In general, market penetration of GSHP is still modest throughout Greece as the most pathogenic elements of economy introduces high risks but also high investments opportunities at the same time. Due to so far small penetration of geothermal energy and GSHP use in the energy market, the predictions for a further development of the market are promising.

Interest from customers
The last years, the "green" energy is transmitted more and more through mass media and more people are made familiar with the new technologies and systems concerning energy saving and environmental protection. Nevertheless, the novelty of new systems and the degree of adaptability results in a more increasing interest in SME sector in relation with the private sector.

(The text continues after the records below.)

PR #840, opened 2024-07-01
Feature/learn from trace call

borislav-itskov:
Change log:
* abstract `getAccountOpsForSimulation`
* return a boolean on `learnTokens` indicating whether they have learned something new or not
* implement debug_traceCall: 1) the original call for EOA 2) wrapping the calls into execute/deployAndExecute for SA 3) using state override where possible for giving funds to the broadcasting account so it doesn't break with insufficient funds 4) calling getBalances at the end to figure out which addresses are tokens
* pass the tokens from debug_traceCall to learnTokens. If something new has been learned, update the portfolio along with the pending state

Because we need the correct gas and gas price in order for this to work, we execute it once on the signAccountOp screen if there are no estimation errors. More info about this in the ambire-app PR


Ivshti (approved):

src/libs/main/main.ts
```diff
@@ -107,3 +110,20 @@ export const makeBasicAccountOpAction = ({
     accountOp
   }
 }
+
+export const getAccountOpsForSimulation = (
+  account: Account,
+  visibleActionsQueue: Action[],
+  // pass the account op along only in the case of a basic account
+  // with an open sing account op screen
```
Ivshti, line 118: typo

Ivshti (approved):

PR #845, opened 2024-07-02
Add errors on wrong signer requested by dapp for signing

JIOjosBG:
When the dapp requests a signature for a signer that is not the selected signer we should return an error


sonytooo (approved):

Ivshti (commented):
lgtm but we can work on the messages a bit futher. Will DM

PR #850, opened 2024-07-03
Feature / Claim Wallet Rewards

gergana95:
Create sign account op function in transfer helpers to claim wallet rewards.


Ivshti (changes requested):
I don't think mainCtrl  should get even more cluttered than it is and gain functionalities like this - let's think of a better solution

src/controllers/main/main.ts
```diff
@@ -681,6 +681,33 @@ export class MainController extends EventEmitter {
     await this.addUserRequest(userRequest)
   }
 
+  async claimWallet(
+    selectedToken: TokenResult,
+    claimableRewardsData: any,
```
PetromirDev, line 686: replace any

src/libs/portfolio/interfaces.ts
```diff
@@ -87,7 +87,9 @@ interface Total {
 type AdditionalPortfolioProperties = 'updateStarted' | 'tokens'
 
 // Create the final type with some properties optional
-export type AdditionalPortfolioNetworkResult = Partial<PortfolioLibGetResult> &
+export type AdditionalPortfolioNetworkResult = Partial<PortfolioLibGetResult> & {
+  claimableRewardsData: any
```
PetromirDev, line 91: just add it next to total. Also replace any

src/libs/transfer/userRequest.ts
```diff
@@ -14,6 +16,38 @@ interface BuildUserRequestParams {
...
 }
 
+const supplyControllerAddress = '0xA69B8074CE03A33B13057B1e9D37DCDE0024Aaff'
+const WALLET_STAKING_ADDR = '0x47Cd7E91C3CBaAF266369fe8518345fc4FC12935'
+
+function buildClaimWalletRequest({
+  selectedAccount,
+  selectedToken,
+  claimableRewardsData,
+}: { selectedAccount: string, selectedToken: TokenResult, claimableRewardsData: any }): SignUserRequest | null {
```
PetromirDev, line 26: replace any

src/libs/transfer/userRequest.ts
```diff
@@ -14,6 +16,38 @@ interface BuildUserRequestParams {
   recipientAddress: string
 }
 
+const supplyControllerAddress = '0xA69B8074CE03A33B13057B1e9D37DCDE0024Aaff'
+const WALLET_STAKING_ADDR = '0x47Cd7E91C3CBaAF266369fe8518345fc4FC12935'
```
PetromirDev, line 20: Can we add these constants to some common file?

PetromirDev (changes requested):
Fix tests

src/libs/transfer/userRequest.ts
```diff
@@ -1,11 +1,14 @@
 import erc20Abi from 'adex-protocol-eth/abi/ERC20.json'
 import { Interface, parseUnits } from 'ethers'
-import { SignUserRequest } from 'interfaces/userRequest'
+import { Call, SignUserRequest } from 'interfaces/userRequest'
```
PetromirDev, line 3: fix import

PetromirDev (changes requested):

Therefore, the interest for the new systems creates the necessity for an extensive investigation on behalf of SMEs resulting in a very high transferability. On the other hand, a significant transferability above average is recently noticed amongst end-users.
Due to the continuous changing of legal framework and not stabilized economic environment this criterion renders high degree of uncertainty for investments and customers. In a new market like Greek, some expenditure such as the purchase cost of new systems, the installation and O & M costs, with lack of regulations or other market rules put the interested third parties in doubt or in suspense. On this basis, the Greek market is not regarded secure and appears all those characteristics of a new developing market. For this reason a lot of attention is paid to the price by consumers and end users especially due to deteriorating incomes and profits.

Attracting cooperation
The utilization of the ubiquitous shallow geothermal resources by decentralized GSHP systems is an obvious option. But the combination with other innovative technologies such as PV systems for power generation that may lead in zero emission buildings with coverage of the total electric and heating/cooling and SHW load is also a promising option. Moreover, the exploitation of geothermal resources and the effective use of GSHP require the involvement and active participation of more market stakeholders. The cooperation and synergies capability with drilling companies, HVAC engineers, architects, research centres, scientific organizations and professionals, gives a good transfer opportunity to geothermal energy through GSHP systems application in buildings.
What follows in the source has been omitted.